Extracted data below:
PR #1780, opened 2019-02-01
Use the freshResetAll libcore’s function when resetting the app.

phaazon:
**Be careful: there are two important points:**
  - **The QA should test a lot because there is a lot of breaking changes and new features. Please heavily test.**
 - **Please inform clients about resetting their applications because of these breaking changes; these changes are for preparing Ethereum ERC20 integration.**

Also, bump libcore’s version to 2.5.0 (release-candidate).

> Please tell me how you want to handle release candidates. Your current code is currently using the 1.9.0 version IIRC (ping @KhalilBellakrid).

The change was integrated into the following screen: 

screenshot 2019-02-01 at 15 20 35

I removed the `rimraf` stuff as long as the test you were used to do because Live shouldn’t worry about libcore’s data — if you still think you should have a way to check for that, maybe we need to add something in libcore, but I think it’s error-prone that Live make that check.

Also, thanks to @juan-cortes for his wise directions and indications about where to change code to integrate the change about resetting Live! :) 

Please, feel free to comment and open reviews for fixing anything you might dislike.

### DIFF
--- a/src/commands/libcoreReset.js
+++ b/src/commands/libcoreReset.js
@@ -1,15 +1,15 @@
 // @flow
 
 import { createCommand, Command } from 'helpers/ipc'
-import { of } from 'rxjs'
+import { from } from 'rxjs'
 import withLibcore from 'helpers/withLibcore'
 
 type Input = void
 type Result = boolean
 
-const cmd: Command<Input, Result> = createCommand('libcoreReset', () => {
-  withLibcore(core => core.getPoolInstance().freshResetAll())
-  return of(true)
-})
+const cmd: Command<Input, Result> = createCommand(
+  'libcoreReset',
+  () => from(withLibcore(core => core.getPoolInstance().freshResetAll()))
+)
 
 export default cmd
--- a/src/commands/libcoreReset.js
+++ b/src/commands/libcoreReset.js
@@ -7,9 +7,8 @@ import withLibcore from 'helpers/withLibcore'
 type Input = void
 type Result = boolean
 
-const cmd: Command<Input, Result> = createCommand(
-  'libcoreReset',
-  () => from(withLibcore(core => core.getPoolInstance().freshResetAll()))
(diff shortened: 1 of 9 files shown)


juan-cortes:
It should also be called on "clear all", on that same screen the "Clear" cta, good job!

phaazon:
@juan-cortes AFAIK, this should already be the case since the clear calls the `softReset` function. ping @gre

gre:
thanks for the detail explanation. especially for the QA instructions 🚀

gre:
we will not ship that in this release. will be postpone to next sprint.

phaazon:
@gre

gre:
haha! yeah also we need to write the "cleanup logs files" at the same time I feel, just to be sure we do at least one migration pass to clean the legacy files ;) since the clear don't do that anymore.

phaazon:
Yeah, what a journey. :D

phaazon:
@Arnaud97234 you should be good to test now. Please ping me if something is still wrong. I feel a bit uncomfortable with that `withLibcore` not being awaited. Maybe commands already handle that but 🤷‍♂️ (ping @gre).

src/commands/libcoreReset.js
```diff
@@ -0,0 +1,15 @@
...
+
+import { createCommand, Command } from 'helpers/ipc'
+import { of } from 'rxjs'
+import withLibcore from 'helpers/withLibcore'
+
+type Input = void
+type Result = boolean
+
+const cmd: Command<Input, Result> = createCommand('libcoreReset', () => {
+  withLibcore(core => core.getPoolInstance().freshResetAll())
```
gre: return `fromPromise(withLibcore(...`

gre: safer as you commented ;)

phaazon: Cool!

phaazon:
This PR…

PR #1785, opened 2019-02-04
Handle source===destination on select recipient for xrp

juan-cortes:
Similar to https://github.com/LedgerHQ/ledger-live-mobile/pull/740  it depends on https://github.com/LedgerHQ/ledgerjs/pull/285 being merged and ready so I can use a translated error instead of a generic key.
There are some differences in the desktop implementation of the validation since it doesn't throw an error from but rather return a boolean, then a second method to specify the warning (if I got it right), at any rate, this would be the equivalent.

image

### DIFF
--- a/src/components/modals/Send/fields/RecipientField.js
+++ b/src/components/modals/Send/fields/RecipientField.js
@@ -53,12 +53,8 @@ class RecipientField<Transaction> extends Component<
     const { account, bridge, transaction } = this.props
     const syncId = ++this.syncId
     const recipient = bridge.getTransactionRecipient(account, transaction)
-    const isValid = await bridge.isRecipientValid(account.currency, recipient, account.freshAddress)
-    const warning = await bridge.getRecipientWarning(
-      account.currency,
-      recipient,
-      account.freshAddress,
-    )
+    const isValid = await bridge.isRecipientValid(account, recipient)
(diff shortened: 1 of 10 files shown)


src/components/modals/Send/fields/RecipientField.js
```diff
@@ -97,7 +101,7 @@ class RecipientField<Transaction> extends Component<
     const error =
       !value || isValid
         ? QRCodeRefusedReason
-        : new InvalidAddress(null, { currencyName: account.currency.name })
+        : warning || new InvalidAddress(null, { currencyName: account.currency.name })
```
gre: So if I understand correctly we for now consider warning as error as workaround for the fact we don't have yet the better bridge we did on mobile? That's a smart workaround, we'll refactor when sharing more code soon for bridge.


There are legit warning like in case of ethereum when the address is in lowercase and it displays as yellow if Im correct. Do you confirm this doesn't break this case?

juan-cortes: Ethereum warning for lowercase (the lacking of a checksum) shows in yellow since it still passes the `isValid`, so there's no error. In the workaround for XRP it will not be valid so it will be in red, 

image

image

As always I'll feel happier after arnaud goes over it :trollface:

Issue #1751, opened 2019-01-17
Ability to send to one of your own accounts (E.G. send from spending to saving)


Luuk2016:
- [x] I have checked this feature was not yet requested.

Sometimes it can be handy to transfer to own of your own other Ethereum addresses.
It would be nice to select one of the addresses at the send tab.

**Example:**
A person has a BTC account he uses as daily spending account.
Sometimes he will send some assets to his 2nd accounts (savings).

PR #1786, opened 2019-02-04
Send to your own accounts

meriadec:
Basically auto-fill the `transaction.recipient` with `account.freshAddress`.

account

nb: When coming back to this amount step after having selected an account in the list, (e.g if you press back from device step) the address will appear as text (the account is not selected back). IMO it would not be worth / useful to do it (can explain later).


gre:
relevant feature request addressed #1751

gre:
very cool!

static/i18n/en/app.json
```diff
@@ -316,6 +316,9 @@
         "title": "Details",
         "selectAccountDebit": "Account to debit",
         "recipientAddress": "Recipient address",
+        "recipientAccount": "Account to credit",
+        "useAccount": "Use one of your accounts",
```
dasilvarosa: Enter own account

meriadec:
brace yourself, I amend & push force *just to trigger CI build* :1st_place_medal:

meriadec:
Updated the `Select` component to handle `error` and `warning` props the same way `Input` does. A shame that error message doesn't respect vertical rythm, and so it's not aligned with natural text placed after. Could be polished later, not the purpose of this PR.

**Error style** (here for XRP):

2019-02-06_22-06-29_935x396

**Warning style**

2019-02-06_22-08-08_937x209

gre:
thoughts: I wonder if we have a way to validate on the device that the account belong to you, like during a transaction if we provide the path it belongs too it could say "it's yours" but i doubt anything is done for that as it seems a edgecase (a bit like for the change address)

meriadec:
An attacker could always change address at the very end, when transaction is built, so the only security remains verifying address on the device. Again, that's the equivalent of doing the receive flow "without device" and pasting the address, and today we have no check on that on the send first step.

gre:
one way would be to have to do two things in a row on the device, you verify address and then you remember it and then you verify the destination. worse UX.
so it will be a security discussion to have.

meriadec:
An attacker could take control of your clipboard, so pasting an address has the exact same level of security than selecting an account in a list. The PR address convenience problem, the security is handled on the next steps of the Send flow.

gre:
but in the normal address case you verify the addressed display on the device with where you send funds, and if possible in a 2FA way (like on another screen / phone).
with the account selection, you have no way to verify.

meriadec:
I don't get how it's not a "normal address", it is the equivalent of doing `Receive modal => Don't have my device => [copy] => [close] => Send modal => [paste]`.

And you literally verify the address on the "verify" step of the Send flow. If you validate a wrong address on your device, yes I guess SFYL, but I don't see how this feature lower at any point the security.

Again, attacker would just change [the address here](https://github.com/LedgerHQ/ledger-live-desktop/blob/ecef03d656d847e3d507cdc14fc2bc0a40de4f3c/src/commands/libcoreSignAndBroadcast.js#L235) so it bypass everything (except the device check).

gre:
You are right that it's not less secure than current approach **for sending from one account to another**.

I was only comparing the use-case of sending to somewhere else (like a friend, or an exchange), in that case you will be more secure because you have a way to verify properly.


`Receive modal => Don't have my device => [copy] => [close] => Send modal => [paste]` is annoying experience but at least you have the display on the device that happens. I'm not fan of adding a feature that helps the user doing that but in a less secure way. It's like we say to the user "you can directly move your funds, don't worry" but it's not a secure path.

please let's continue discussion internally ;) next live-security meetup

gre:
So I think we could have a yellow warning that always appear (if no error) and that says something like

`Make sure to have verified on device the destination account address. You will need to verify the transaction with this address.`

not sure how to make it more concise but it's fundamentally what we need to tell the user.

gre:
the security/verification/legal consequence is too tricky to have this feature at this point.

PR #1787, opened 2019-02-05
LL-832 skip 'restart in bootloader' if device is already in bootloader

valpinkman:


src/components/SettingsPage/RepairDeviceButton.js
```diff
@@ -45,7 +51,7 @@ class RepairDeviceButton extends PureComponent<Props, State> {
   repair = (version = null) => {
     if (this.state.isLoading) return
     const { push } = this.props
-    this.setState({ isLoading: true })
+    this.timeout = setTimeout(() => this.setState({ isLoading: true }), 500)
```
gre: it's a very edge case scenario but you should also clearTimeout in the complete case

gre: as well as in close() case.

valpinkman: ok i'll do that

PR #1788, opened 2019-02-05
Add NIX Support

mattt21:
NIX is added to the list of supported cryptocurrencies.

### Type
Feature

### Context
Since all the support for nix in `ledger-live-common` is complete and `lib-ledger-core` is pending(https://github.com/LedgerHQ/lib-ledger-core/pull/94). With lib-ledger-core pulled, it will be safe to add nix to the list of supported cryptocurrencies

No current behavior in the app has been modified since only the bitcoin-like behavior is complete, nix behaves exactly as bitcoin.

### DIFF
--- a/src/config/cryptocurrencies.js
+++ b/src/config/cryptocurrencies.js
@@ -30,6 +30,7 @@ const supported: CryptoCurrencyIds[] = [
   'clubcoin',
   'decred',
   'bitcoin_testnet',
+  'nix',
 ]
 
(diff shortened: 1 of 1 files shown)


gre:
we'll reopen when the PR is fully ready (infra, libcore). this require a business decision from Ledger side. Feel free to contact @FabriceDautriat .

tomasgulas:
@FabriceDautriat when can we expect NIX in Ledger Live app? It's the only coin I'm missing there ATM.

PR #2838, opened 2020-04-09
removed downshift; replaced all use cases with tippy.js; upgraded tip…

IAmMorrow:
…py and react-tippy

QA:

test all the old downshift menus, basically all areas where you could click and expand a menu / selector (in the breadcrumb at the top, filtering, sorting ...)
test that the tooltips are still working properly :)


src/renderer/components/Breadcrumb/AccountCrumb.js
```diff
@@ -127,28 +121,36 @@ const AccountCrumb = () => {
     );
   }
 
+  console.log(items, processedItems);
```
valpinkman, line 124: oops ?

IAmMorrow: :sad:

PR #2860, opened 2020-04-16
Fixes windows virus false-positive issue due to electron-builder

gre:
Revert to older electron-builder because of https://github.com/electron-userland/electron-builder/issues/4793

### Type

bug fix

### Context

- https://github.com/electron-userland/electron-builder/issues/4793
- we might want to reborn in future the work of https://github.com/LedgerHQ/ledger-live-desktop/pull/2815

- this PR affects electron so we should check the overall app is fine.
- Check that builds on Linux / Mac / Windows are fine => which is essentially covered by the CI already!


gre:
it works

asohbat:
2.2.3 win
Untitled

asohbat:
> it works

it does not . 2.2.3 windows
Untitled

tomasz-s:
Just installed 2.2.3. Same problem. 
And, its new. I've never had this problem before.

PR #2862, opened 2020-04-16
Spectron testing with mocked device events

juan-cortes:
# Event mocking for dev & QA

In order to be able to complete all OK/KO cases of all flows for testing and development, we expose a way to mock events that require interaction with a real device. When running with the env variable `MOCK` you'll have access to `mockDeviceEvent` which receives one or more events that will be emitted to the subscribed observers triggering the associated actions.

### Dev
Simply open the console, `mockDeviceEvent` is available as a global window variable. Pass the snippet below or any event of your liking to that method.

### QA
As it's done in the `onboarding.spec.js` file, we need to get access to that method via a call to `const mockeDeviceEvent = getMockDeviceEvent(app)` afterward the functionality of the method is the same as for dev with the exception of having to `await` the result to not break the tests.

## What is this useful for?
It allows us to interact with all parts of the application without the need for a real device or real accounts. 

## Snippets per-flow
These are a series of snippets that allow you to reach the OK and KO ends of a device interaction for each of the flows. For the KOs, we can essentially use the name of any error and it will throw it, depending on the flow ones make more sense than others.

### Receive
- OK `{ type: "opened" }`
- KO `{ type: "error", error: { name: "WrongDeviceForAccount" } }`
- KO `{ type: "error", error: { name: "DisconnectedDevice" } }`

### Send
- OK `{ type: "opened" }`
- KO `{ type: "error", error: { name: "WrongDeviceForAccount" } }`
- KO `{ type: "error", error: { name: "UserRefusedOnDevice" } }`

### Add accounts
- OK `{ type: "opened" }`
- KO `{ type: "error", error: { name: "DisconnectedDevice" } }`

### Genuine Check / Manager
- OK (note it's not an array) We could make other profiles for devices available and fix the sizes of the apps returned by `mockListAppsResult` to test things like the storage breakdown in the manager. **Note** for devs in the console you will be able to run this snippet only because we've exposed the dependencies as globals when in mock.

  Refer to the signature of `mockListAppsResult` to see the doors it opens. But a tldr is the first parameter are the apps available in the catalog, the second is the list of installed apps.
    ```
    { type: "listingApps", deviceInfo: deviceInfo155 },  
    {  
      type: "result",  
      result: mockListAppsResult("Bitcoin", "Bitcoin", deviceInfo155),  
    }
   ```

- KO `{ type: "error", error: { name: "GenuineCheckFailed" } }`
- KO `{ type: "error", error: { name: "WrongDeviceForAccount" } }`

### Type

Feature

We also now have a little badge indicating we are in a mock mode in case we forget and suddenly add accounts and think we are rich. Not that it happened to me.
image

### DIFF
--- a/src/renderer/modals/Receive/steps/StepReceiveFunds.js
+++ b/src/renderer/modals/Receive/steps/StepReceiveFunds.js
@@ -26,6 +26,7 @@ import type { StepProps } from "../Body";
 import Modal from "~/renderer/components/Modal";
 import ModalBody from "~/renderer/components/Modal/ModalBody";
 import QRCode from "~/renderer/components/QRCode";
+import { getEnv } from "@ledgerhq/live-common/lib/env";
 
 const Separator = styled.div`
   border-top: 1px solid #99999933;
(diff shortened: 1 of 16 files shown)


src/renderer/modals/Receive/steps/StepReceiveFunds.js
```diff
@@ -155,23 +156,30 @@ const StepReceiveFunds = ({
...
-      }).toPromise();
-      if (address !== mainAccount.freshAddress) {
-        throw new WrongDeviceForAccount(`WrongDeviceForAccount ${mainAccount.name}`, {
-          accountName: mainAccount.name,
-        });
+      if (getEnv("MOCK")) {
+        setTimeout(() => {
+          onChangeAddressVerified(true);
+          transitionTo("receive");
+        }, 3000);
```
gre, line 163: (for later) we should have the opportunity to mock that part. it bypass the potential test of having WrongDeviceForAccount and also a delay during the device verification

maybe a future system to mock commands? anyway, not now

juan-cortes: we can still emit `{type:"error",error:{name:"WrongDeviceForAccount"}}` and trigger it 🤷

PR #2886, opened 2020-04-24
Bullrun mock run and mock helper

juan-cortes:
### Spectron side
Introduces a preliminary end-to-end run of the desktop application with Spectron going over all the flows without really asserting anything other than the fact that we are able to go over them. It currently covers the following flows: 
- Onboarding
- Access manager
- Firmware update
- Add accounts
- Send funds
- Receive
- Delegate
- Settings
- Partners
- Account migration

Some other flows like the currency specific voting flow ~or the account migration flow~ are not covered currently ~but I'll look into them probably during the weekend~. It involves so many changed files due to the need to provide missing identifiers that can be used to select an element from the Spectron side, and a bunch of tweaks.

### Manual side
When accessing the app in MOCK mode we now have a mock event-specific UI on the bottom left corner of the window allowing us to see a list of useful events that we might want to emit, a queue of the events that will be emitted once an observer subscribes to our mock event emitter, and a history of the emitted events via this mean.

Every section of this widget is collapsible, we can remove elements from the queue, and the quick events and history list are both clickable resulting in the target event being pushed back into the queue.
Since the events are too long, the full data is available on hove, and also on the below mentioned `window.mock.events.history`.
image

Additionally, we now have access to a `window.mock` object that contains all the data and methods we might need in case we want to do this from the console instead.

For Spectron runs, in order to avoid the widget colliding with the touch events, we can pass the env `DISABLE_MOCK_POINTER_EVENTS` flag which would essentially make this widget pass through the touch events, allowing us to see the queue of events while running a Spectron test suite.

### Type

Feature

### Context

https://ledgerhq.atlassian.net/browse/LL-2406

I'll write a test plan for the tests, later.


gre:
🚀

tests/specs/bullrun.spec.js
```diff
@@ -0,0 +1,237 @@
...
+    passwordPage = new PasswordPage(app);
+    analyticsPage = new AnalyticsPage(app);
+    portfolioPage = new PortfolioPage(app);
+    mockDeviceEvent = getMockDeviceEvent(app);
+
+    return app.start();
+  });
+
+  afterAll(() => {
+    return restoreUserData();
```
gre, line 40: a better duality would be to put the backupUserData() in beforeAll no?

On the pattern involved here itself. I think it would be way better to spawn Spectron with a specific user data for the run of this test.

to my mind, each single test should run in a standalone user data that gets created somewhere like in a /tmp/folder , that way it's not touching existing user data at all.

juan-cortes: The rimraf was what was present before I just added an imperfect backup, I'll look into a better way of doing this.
End of Extracted data.
**What is needed:** What is needed is an exact copy of the lines above, from the one containing "### Add accounts" through the one containing "### Genuine Check / Manager", with nothing added.

**Exercise response:**
### Add accounts
- OK `{ type: "opened" }`
- KO `{ type: "error", error: { name: "DisconnectedDevice" } }`

### Genuine Check / Manager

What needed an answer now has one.